Compared to the global average of 65%, in Egypt only 15% of pre-retirees aged above 45 years would like to retire in the next 5 years.  Of that, over one in three (39%) said that they wanted to retire as work had a negative impact on their mental and/or physical health, and one in five (20%) said that they are tired of the routine. Only a quarter of Egyptians get regular medical check-ups, and less than one-third (32%) are physically active

 

“It is not a surprise that only 15% of pre-retirees aged 45+ would like to retire in the next five years considering that 75% of them feel they will face financial hardships. Going by the average life expectancy, in such a scenario a 50 year old retiree could potentially face over 20 years of poor health, unexpected healthcare costs and depleting finances due to other life commitments, and that can be a daunting reality,” said Ramzi.

 

Many working age people are also optimistic about life during retirement, expecting that their relationships, social life and standard of living will improve. However, such aspirations might be at risk because alarmingly, seven in ten (70%) pre-retirees cite a lack of understanding about how much to save for healthcare costs  a main barrier to retirement planning.

 

“Retirement can mean different things to different people. Pre-retirees looking to understand how much they need to put aside need to first look at how long they expect their retirement to last, what is the current state of their health and what standard of living they want to maintain. It is then critical to start saving as soon as possible; even if it is a little each month, this can reap significant benefits in the long-term.

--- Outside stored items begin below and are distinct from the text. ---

PR #593, opened 2026-07-01
node-rpm: add RPM package management plugin

saschagrunert:
Adds the `node-rpm` plugin for RPM package management of OpenShift Node team components. Part of the registered Node Team AI Assistant plugin family.

- `/node-rpm:bump` command walks through spec file updates, source downloads, changelog bumps, and Brew builds
- `--vagrant` flag auto-provisions a Fedora libvirt VM with all required tools, reuses it on subsequent runs
- Vendored Vagrantfile (no external gist dependency)
- VPN connectivity check before starting any work
- Handles multiple RHEL branches per OCP version (e.g. RHEL 9 + RHEL 10 for OCP 5.0)
- Proper Release reset on version bumps (sed to 0, then rpmdev-bumpspec increments to 1)
- Annotated tag support via `git ls-remote` with `^{}` dereference
- Reference doc covering the end-to-end RPM workflow, environment setup, scratch build patterns, and VM lifecycle
- Currently supports cri-tools, extensible via the packages table in `rpm-workflow.md`
- Registered in marketplace and node-team plugin family table

## Checklist:

### DIFF
--- a/.claude-plugin/marketplace.json
+++ b/.claude-plugin/marketplace.json
@@ -340,6 +340,20 @@
       ]
     },
     {
+      "name": "node-rpm",
+      "source": "./plugins/node-rpm",
+      "description": "RPM package management for OpenShift Node team components",
+      "version": "0.0.1",
+      "category": "openshift",
+      "keywords": [
+        "openshift",
+        "node",
+        "rpm",
+        "bump",
+        "cri-tools"
+      ]
+    },
+    {
       "name": "bigquery",
       "source": "./plugins/bigquery",
       "description": "BigQuery analysis utilities",
--- a/docs/index.html
+++ b/docs/index.html
@@ -1957,6 +1957,38 @@ footer a { color: var(--primary); }
       }
     },
     {
+      "name": "node-rpm",
+      "description": "RPM package management for OpenShift Node team components",
+      "version": "0.0.1",
+      "has_readme": true,
+      "commands": [
+        {
+          "name": "bump",
+          "full_name": "node-rpm:bump",
+          "description": "Bump a downstream RPM package to a new upstream version",
+          "description_html": "Bump a downstream RPM package to a new upstream version",
+          "synopsis": "/node-rpm:bump \u003cpackage\u003e \u003cnew-version\u003e [--ocp-version \u003cversion\u003e] [--scratch] [--vagrant]",
+          "body_html": "\u003cp\u003eGuides the user through bumping a downstream RPM package to a new upstream version in Red Hat&#x27;s dist-git. Handles spec file updates, source downloads, changelog bumps, and Brew builds.\u003c/p\u003e\u003cp\u003eThe workflow follows the established pattern for Node team RPM packages (cri-tools as the primary template). Each phase presents its changes to the user for review before proceeding.\u003c/p\u003e\u003cp\u003eWhen \u003ccode\u003e--vagrant\u003c/code\u003e is passed, the entire workflow runs inside a Fedora Vagrant VM that is automatically provisioned with all required tools. This is the recommended approach when rhpkg and related tools are not installed locally.\u003c/p\u003e"
+        }
+      ],
+      "skills": [],
+      "agents": [],
+      "hooks": [],
+      "mcp_servers": [],
+      "rules": [],
+      "category": "openshift",
+      "keywords": [
+        "openshift",
+        "node",
+        "rpm",
+        "bump",
+        "cri-tools"
+      ],
+      "author": {
+        "name": "github.com/openshift-eng"
+      }
+    },
+    {
       "name": "node-team",
       "description": "OpenShift Node team assistant for development, deployment, debugging, and workflow tasks across kubelet, MCO, CRI-O, crun, conmonrs, Kueue operator, Jira, Red Hat KB/support cases, Prometheus, and platform docs.",
       "version": "0.17.1",
--- a/plugins/node-rpm/commands/bump.md
+++ b/plugins/node-rpm/commands/bump.md
@@ -1,0 +1,275 @@
+---
+description: Bump a downstream RPM package to a new upstream version
+argument-hint: "<package> <new-version> [--ocp-version <version>] [--scratch] [--vagrant]"
+---
+
+## Name
+node-rpm:bump
+
+## Synopsis
+```text
+/node-rpm:bump <package> <new-version> [--ocp-version <version>] [--scratch] [--vagrant]
+```
+
+## Description
+
+Guides the user through bumping a downstream RPM package to a new upstream version in Red Hat's dist-git. Handles spec file updates, source downloads, changelog bumps, and Brew builds.
+
+The workflow follows the established pattern for Node team RPM packages (cri-tools as the primary template). Each phase presents its changes to the user for review before proceeding.
+
+When `--vagrant` is passed, the entire workflow runs inside a Fedora Vagrant VM that is automatically provisioned with all required tools. This is the recommended approach when rhpkg and related tools are not installed locally.
+
+## Implementation
+
+### Phase 0: Setup and Argument Parsing
+
+1. **Parse required arguments:**
+   - `<package>` (required): The package name, e.g. `cri-tools`. Must exist in the Packages table in [`../references/rpm-workflow.md`](../references/rpm-workflow.md). If not found, list supported packages and stop.
+   - `<new-version>` (required): The target upstream version, e.g. `1.36.0`
+
+2. **Parse optional arguments:**
+   - `--ocp-version <version>`: Target OCP version. If omitted, prompt the user to specify one.
+   - `--scratch`: Run a scratch build instead of a full build.
+   - `--vagrant`: Run the workflow inside a Vagrant VM.
+
+3. **Check VPN connectivity:**
+   ```bash
+   curl -s --connect-timeout 5 http://download.devel.redhat.com > /dev/null 2>&1 || echo "UNREACHABLE"
+   ```
+   If unreachable, warn the user to connect to the Red Hat VPN and stop.
+
+4. **Validate prerequisites:**
+
+   **Without `--vagrant` (local execution):**
+   ```bash
+   which rhpkg 2>/dev/null || echo "MISSING: rhpkg"
+   which spectool 2>/dev/null || echo "MISSING: spectool"
+   which rpmdev-bumpspec 2>/dev/null || echo "MISSING: rpmdev-bumpspec"
+   klist -s 2>/dev/null || echo "MISSING: valid Kerberos ticket (run kinit)"
+   ```
+   If any tool is missing, print installation instructions and stop.
+
+   **With `--vagrant`:**
+   - Verify `vagrant` is installed locally.
+   - Verify libvirt is available (`virsh --version`).
+   - Create the work directory: `mkdir -p .work/node-rpm`
+   - If `.work/node-rpm/Vagrantfile` does not exist, copy it from the vendored reference:
+     ```bash
+     cp "${CLAUDE_PLUGIN_ROOT}/references/Vagrantfile" .work/node-rpm/Vagrantfile
+     ```
+   - Check if the VM is already running:
+     ```bash
+     cd .work/node-rpm && vagrant status --machine-readable | grep ",state," | grep -q "running"
+     ```
+     If not running, provision and start it:
+     ```bash
+     cd .work/node-rpm && vagrant up
+     ```
+   - Verify VPN connectivity from inside the VM (NAT may not inherit host routes with split-tunnel VPN):
+     ```bash
+     cd .work/node-rpm && vagrant ssh -c "curl -s --connect-timeout 5 http://download.devel.redhat.com > /dev/null 2>&1" || echo "VM cannot reach Red Hat network"
+     ```
+     If unreachable, warn about potential split-tunnel or DNS issues and stop.
+   - Validate prerequisites inside the VM:
+     ```bash
+     cd .work/node-rpm && vagrant ssh -c "which rhpkg && which spectool && which rpmdev-bumpspec"
+     ```
+   - Check Kerberos ticket inside the VM:
+     ```bash
+     cd .work/node-rpm && vagrant ssh -c "klist -s 2>/dev/null" || echo "MISSING: valid Kerberos ticket"
+     ```
+     If no valid ticket, tell the user to authenticate interactively:
+     ```bash
+     cd .work/node-rpm && vagrant ssh
+     # inside the VM:
+     kinit <user>@IPA.REDHAT.COM
+     exit
+     ```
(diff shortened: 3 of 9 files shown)


.claude-plugin/marketplace.json
```diff
@@ -339,6 +339,20 @@
...
+      "version": "0.0.1",
+      "category": "openshift",
+      "keywords": [
+        "openshift",
+        "node",
+        "rpm",
+        "rebase",
+        "cri-tools"
+      ]
+    },
```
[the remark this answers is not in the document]
saschagrunert: This is stale now?

plugins/node-rpm/commands/bump.md
```diff
@@ -0,0 +1,261 @@
...
+
+2. **Push** (confirm with the user first):
+   ```bash
+   git push
+   ```
+
+3. **Start the build:**
+   - Full build: `rhpkg build`
+   - Scratch build (if `--scratch`): `rhpkg build --scratch --srpm`
+   - If `rhpkg build --scratch` fails on a private branch, fall back to the two-step approach: `rhpkg srpm` then `brew build --scratch <branch>-candidate *.src.rpm`
```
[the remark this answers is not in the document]
saschagrunert: Fixed

plugins/node-rpm/commands/bump.md
```diff
@@ -0,0 +1,261 @@
...
+
+4. **Declare new sources:**
+   ```bash
+   rhpkg new-sources <package>-*.tar.gz
+   ```
+
+5. **Reset Release and bump the changelog:**
+   First, reset Release in the spec file for the new Version:
+   ```bash
+   sed -i 's/^Release:.*/Release: 0%{?dist}/' <package>.spec
```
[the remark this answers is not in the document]
saschagrunert: Fixed

saschagrunert:
@harche @mrunalp @haircommander @rphillips ready for review

plugins/node-rpm/commands/bump.md
```diff
@@ -0,0 +1,272 @@
...
+   ```
+   If any tool is missing, print installation instructions and stop.
+
+   **With `--vagrant`:**
+   - Verify `vagrant` is installed locally.
+   - Verify libvirt is available (`virsh --version`).
+   - Create the work directory: `mkdir -p .work/node-rpm`
+   - If `.work/node-rpm/Vagrantfile` does not exist, copy it from the vendored reference:
+     ```bash
+     cp plugins/node-rpm/references/Vagrantfile .work/node-rpm/Vagrantfile
```
harche: This path only resolves from a checkout of this repo. Once the plugin is installed via `/plugin install node-rpm@ai-helpers` the files live in the plugin cache, so this `cp` fails and the `--vagrant` flow never starts. Other plugins use `${CLAUDE_PLUGIN_ROOT}` for bundled assets, e.g. https://github.com/openshift-eng/ai-helpers/blob/main/plugins/ci/commands/fetch-payloads.md#L26

```suggestion
     cp "${CLAUDE_PLUGIN_ROOT}/references/Vagrantfile" .work/node-rpm/Vagrantfile
```

plugins/node-rpm/commands/bump.md
```diff
@@ -0,0 +1,272 @@
...
+   - For cri-tools: branches follow `rhaos-<version>-rhel-{8,9,10}`. Most OCP versions have two RHEL branches (e.g. RHEL 9 + RHEL 10 for OCP 5.0). Check which branches exist for the target version and repeat Phases 1-3 for each branch.
+
+---
+
+### Execution Mode
+
+All shell commands in Phases 1-3 run differently depending on `--vagrant`:
+
+- **Local (default):** Commands run directly in the shell.
+- **Vagrant:** Commands are prefixed with `cd .work/node-rpm && vagrant ssh -c "..."`. The dist-git clone and build happen inside the VM. Output is captured and shown to the user as normal.
```
harche: Each `vagrant ssh -c` opens a fresh session in `/home/vagrant`, so the `cd <package>` from Phase 1 (https://github.com/openshift-eng/ai-helpers/blob/4cbd6596becc0827c83e21733d2d85a6dcb2c0ef/plugins/node-rpm/commands/bump.md#L128) does not carry over to later invocations. The confirmation pauses in Phase 2 step 6 and Phase 3 guarantee separate sessions, so `spectool` (https://github.com/openshift-eng/ai-helpers/blob/4cbd6596becc0827c83e21733d2d85a6dcb2c0ef/plugins/node-rpm/commands/bump.md#L162), the Release reset (https://github.com/openshift-eng/ai-helpers/blob/4cbd6596becc0827c83e21733d2d85a6dcb2c0ef/plugins/node-rpm/commands/bump.md#L173) and `git commit` / `git push` / `rhpkg build` (https://github.com/openshift-eng/ai-helpers/blob/4cbd6596becc0827c83e21733d2d85a6dcb2c0ef/plugins/node-rpm/commands/bump.md#L190-L203) would run outside the clone. Worth spelling out that the prefix for everything after the clone should be `vagrant ssh -c "cd <package> && ..."`.

plugins/node-rpm/commands/bump.md
```diff
@@ -0,0 +1,272 @@
...
+     ```bash
+     cd .work/node-rpm && vagrant ssh
+     # inside the VM:
+     git config --global user.name "Your Name"
+     git config --global user.email "you@redhat.com"
+     exit
+     ```
+
+5. **Resolve the dist-git branch:**
+   - Read the version mapping from [`../../node-team/skills/node/references/shared/version-map.md`](../../node-team/skills/node/references/shared/version-map.md) to determine the release branch.
```
harche: version-map.md only maps OCP versions to upstream GitHub branches (`release-1.X`, `release-4.Y`/`release-5.Y`, see https://github.com/openshift-eng/ai-helpers/blob/main/plugins/node-team/skills/node/references/shared/version-map.md#L24). It has no `rhaos-*` dist-git data, and the mapping it does have cannot derive one (OCP 5.0 maps to K8s 1.36, but the branch is `rhaos-5.0-rhel-*`). The branch actually comes from `--ocp-version` plus the table in rpm-workflow.md, so I would point this step there and drop the version-map reference.

plugins/node-rpm/commands/bump.md
```diff
@@ -0,0 +1,272 @@
...
+1. **Create work directory** (local mode only; Vagrant mode already created this in Phase 0):
+   ```bash
+   mkdir -p .work/node-rpm
+   ```
+
+2. **Clone the dist-git repo:**
+   ```bash
+   cd .work/node-rpm
+   ```
+   If `.work/node-rpm/<package>` already exists (from a prior interrupted run), offer to reuse it (`cd <package> && git fetch && git checkout <branch> && git reset --hard origin/<branch>`) or remove it (`rm -rf <package>`) before proceeding.
```
harche: This checks the host path, but with `--vagrant` the clone lives inside the VM (https://github.com/openshift-eng/ai-helpers/blob/4cbd6596becc0827c83e21733d2d85a6dcb2c0ef/plugins/node-rpm/commands/bump.md#L131). A rerun after an interruption passes this check and then fails on `rhpkg clone` hitting the existing directory in the VM. In vagrant mode the check needs to run inside the VM, e.g. `vagrant ssh -c 'test -d <package>'`.

plugins/node-rpm/commands/bump.md
```diff
@@ -0,0 +1,272 @@
...
+   - `<new-version>` (required): The target upstream version, e.g. `1.36.0`
+
+2. **Parse optional arguments:**
+   - `--ocp-version <version>`: Target OCP version. If omitted, prompt the user to specify one.
+   - `--scratch`: Run a scratch build instead of a full build.
+   - `--vagrant`: Run the workflow inside a Vagrant VM.
+
+3. **Check VPN connectivity:**
+   ```bash
+   curl -s --connect-timeout 5 http://download.devel.redhat.com > /dev/null 2>&1 || echo "UNREACHABLE"
```
harche, line 37: This runs on the host, but with `--vagrant` the actual `rhpkg` traffic originates inside the libvirt guest. NAT usually inherits host routes so it mostly works, but with split tunnel or DNS quirks the precheck can pass while the VM cannot reach `pkgs.devel.redhat.com`. Cheap insurance would be rerunning the same curl inside the VM once it is up.

docs/index.html
```diff
@@ -1956,6 +1956,38 @@ <h1>ai-helpers</h1>
         "name": "github.com/openshift-eng"
       }
     },
+    {
```
harche, line 1959: CONTRIBUTING.md says this file is auto generated and should not be edited manually (https://github.com/openshift-eng/ai-helpers/blob/main/CONTRIBUTING.md#L64-L69). `docs/data.json` from the same generator was not updated here, so the next `make update` will produce a surprise diff. I would drop the hand edit and run `make update` instead.

plugins/node-rpm/references/rpm-workflow.md
```diff
@@ -0,0 +1,172 @@
...
+| Package | Upstream Org | Upstream Repo | Dist-git Branch Pattern | Spec Conventions |
+|---------|-------------|--------------|------------------------|------------------|
+| cri-tools | kubernetes-sigs | cri-tools | `rhaos-<version>-rhel-{8,9,10}` (most OCP versions have two RHEL branches; check which exist for the target version) | `commit0`, `Version`, `Release` |
+
+> **Note:** Only cri-tools is currently supported. To add a new package, add a
+> row to this table with its upstream org, repo, branch pattern, and spec
+> conventions, then the `/node-rpm:bump` command will pick it up automatically.
+> If the package uses a non-standard Release format (e.g.
+> `1.git%{shortcommit0}%{?dist}`), document it in the Spec Conventions column
+> so the Release reset step can adapt.
```
harche: This note promises the Release reset step can adapt via the Spec Conventions column, but nothing in bump.md reads that column: the reset is a hardcoded sed (https://github.com/openshift-eng/ai-helpers/blob/4cbd6596becc0827c83e21733d2d85a6dcb2c0ef/plugins/node-rpm/commands/bump.md#L173), and `%global commit0` (https://github.com/openshift-eng/ai-helpers/blob/4cbd6596becc0827c83e21733d2d85a6dcb2c0ef/plugins/node-rpm/commands/bump.md#L155), the `v` tag prefix (https://github.com/openshift-eng/ai-helpers/blob/4cbd6596becc0827c83e21733d2d85a6dcb2c0ef/plugins/node-rpm/commands/bump.md#L148), the tarball glob (https://github.com/openshift-eng/ai-helpers/blob/4cbd6596becc0827c83e21733d2d85a6dcb2c0ef/plugins/node-rpm/commands/bump.md#L161), the cri-tools branch clause (https://github.com/openshift-eng/ai-helpers/blob/4cbd6596becc0827c83e21733d2d85a6dcb2c0ef/plugins/node-rpm/commands/bump.md#L100) and the Phase 4 next steps (https://github.com/openshift-eng/ai-helpers/blob/4cbd6596becc0827c83e21733d2d85a6dcb2c0ef/plugins/node-rpm/commands/bump.md#L220-L221) are equally baked in. The Upstream Org/Repo columns also duplicate components.md, which says other plugins should reference it instead of keeping copies (https://github.com/openshift-eng/ai-helpers/blob/main/plugins/node-team/skills/node/references/shared/components.md#L3-L5). Fine for a cri-tools only v0.0.1, but I would soften this note (or actually wire the command to the table) so adding a package does not silently get its Release scheme rewritten.

plugins/node-rpm/references/rpm-workflow.md
```diff
@@ -0,0 +1,172 @@
...
+6. Update cri-tools in `cri-o/packaging`
+7. Bump the downstream RPM for OpenShift (this is the `/node-rpm:bump` workflow)
+
+## Prerequisites
+
+- **VPN**: Connected to the Red Hat VPN
+- **Kerberos auth**: `kinit user@IPA.REDHAT.COM` (verify with `klist`)
+- **Tools installed**: `rhpkg`, `spectool`, `rpmdev-bumpspec`
+
+## Environment Setup
```
harche, line 98: This section duplicates what the Vagrantfile provisioning already does, and the two ssh configs have already diverged: the Vagrantfile copy has `StrictHostKeyChecking` and `ServerAlive*` globals plus the `*.iad2` and `*.rdu2` bastion blocks (https://github.com/openshift-eng/ai-helpers/blob/4cbd6596becc0827c83e21733d2d85a6dcb2c0ef/plugins/node-rpm/references/Vagrantfile#L49-L80) that this one drops. Same story for Workflow Steps above, which repeats bump.md Phases 1 to 3 command for command. A bare metal user following this doc gets a different config than the VM uses, and future fixes will land in one copy only. I would keep the rationale here and point at the Vagrantfile (and the command) as the source of truth.

harche (commented):
Thanks for this PR! Left a few comments inline, mostly around the `--vagrant` flow.

plugins/node-rpm/commands/bump.md
saschagrunert: Fixed. Using `${CLAUDE_PLUGIN_ROOT}/references/Vagrantfile` now.

plugins/node-rpm/commands/bump.md
saschagrunert: Updated the Execution Mode section to document that each `vagrant ssh -c` opens a fresh session in `/home/vagrant`, so all commands after the clone need `cd <package> && ...` prefix.

plugins/node-rpm/commands/bump.md
saschagrunert: Dropped the version-map.md reference. Branch resolution now points only to rpm-workflow.md's Dist-git Branch Pattern column plus `--ocp-version`.

plugins/node-rpm/commands/bump.md
saschagrunert: In vagrant mode the check now runs inside the VM: `vagrant ssh -c "test -d <package>"`.

plugins/node-rpm/commands/bump.md
saschagrunert: Added a VPN connectivity recheck inside the VM after startup to catch split-tunnel or DNS issues.

docs/index.html
saschagrunert: Reverted hand edit and regenerated with `make update`.

plugins/node-rpm/references/rpm-workflow.md
saschagrunert: Softened the note. It now explicitly states that bump.md hardcodes the cri-tools workflow and adding a package with different conventions requires updating bump.md to read the Spec Conventions column.

plugins/node-rpm/references/rpm-workflow.md
saschagrunert: Replaced the duplicated setup steps and SSH config with a pointer to the Vagrantfile as the source of truth. Bare-metal users are directed to read the Vagrantfile provisioning script.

Meanwhile, speaking with financial advisors also helps working age people make investments in line with their financial capability,” said Ramzi.

 

HSBC’s research shows that saving regularly and investing early produces results. As an example for illustrative purposes only, a 35-year old individual who starts saving monthly installments for 25 years would have a retirement pot that could potentially be almost two and a half times more than if he started saving 10 years later at the age of 45.

 

Ramzi added: “With this in mind, HSBC has reviewed and relaunched a number of savings and financial solutions for our Premier customers to help in their retirement planning. We recently renewed our Bancassurance partnership with Allianz in Egypt, to offer HSBC customers a savings solution for retirement. The Allianz “Plan Your Way for a Better Future” retirement plan is a long-term savings policy.”

 

The preceding was a press release by HSBC and does not reflect the editorial policy of The Cairo Post.